# Norwood HD 36 good starter mill?



## BigOakAdot (Apr 9, 2016)

Hey guys,

Ive been chainsaw milling occasionally on weekends at a tree companies place. I've developed a good relationship with the owner and we have been talking about taking it to the next level. 

He's always telling me how we can be more efficient and how we need to get more lumber stocked. Any of you who use a CSM know that both of those are pretty unrealistic. I've told him if he's really looking to make this a realistic business venture, we really need to consider an entry band mill. 

This outfit is quite large and he is constantly getting lumber in every day. To the point where he just had 3 tractor trailers come and take loads of logs out because he's running out of room. 

He just bought a new shop with a barn where we can store lumber indoors. This is where we would be doing the milling and at this point we need to decide on which mill to get. 

From the research I've done the Norwood HD36 seems like a great fit. Any guys who have a Norwood band mill how do you like it? We would be going with the manual version. Any recommendations on other mills to consider?

Budget wise we would be splitting the mill between the two of us. Potentially splitting it with a 3rd guy. We would consider any mill within a few thousand of 10k. 

The plan is to saw any logs under a few feet diameter with the Norwood and slab the really big stuff up with our panther mill. I have a feeling we will need to consider a solar kiln of some kind to recoup some of the money faster that we will be putting out. 
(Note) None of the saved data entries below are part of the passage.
Issue #175, opened 2017-04-26
Max memory and min memory need to be edited when memory is edited


jniederm:
... to keep inequality: max memory >= memory => min memory (a.k.a. guaranteed memory).

![screenshot](https://cloud.githubusercontent.com/assets/5278760/25451026/168e4d8e-2ac1-11e7-8e7a-d44e78aa05c4.png)

PR #235, opened 2017-06-19
Change 'max' and 'guaranteed' memory when editing VM's memory

mareklibra:
Fixes: https://github.com/oVirt/ovirt-web-ui/issues/175

### DIFF
--- a/src/components/VmDialog/index.js
+++ b/src/components/VmDialog/index.js
@@ -27,6 +27,8 @@ import {
   setSavedVm,
 } from './actions'
 
+import { MAX_VM_MEMORY_FACTOR } from '../../constants/index'
+
 function sortedBy (immutableCollection, sortBy) { // TODO: move to helpers
   return immutableCollection.sort(
     (a, b) => a.get(sortBy).localeCompare(b.get(sortBy))
@@ -60,6 +62,7 @@ class VmDialog extends React.Component {
     this.submitHandler = this.submitHandler.bind(this)
     this.initDefaults = this.initDefaults.bind(this)
     this.onIntegerChanged = this.onIntegerChanged.bind(this)
+    this.getMemoryPolicy = this.getMemoryPolicy.bind(this)
 
     this.getCluster = this.getCluster.bind(this)
     this.getTemplate = this.getTemplate.bind(this)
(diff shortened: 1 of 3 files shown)


mareklibra:
@jelkosz , can you please have a look at the computation?

Recently user can't modify max and guaranteed memory in web-ui, it's a planed feature.
From user perspective, this seems to be advanced VM configuration and we need to be careful when/how we add it into the web-ui. So not within this PR.

src/components/VmDialog/index.js
```diff
@@ -128,6 +131,21 @@ class VmDialog extends React.Component {
     return last ? last.message : undefined
   }
 
+  getMemoryPolicy () {
+    const cluster = this.getCluster()
+    console.log('getMemoryPolocy, overCommit: ', cluster.getIn(['memoryPolicy', 'overCommitPercent']))
```
jniederm: Is this intentional? Do we want such log?

src/components/VmDialog/index.js
```diff
@@ -128,6 +131,21 @@ class VmDialog extends React.Component {
...
+    let guaranteed = (cluster && cluster.getIn(['memoryPolicy', 'overCommitPercent']))
+      ? (this.state.memory * (100 / cluster.getIn(['memoryPolicy', 'overCommitPercent']))) : this.state.memory
+
+    const memoryPolicy = {
+      'max': this.state.memory * MAX_VM_MEMORY_FACTOR,
+      'guaranteed': Math.round(guaranteed),
+    }
+    logDebug('getMemoryPolicy() resulting memory_policy: ', memoryPolicy)
```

Also, he's going to wanna do some siding on a barn on the property. If we do go with a bandmill, we're going to want to mill up some planks for siding. Has anyone ever used green wood for siding and or framing? I remember seeing a post where a guy used green red oak for siding on a kiln he built. Are there types of wood that are better for using green. Maybe cedar or locust?

Sorry for the super long post. 

BOA


----------



## Sawyer Rob (Apr 9, 2016)

I've milled with the 36, it's a nice mill and you can add hydraulics later, if you want hydraulics...

SR


----------



## Franny K (Apr 10, 2016)

Baker will still make the model 18 even though it has been removed from their website. I probably would have got one by now they seem willing to modify it a bit the problem is go and pick it up or have a spot for a big rig to access. Do not seem to want to send to a terminal and put on my trailer. Of the four manufacturers at the Paul Bunyan show a few years ago I thought they had the best engineering. I only recall a monster band saswmill though. I would get the dvd from them and Timberking but have never seen either companies manual mills. Wheels do get in the way. I would want a welded together bed. Then there is acme thread vs hanging by chain.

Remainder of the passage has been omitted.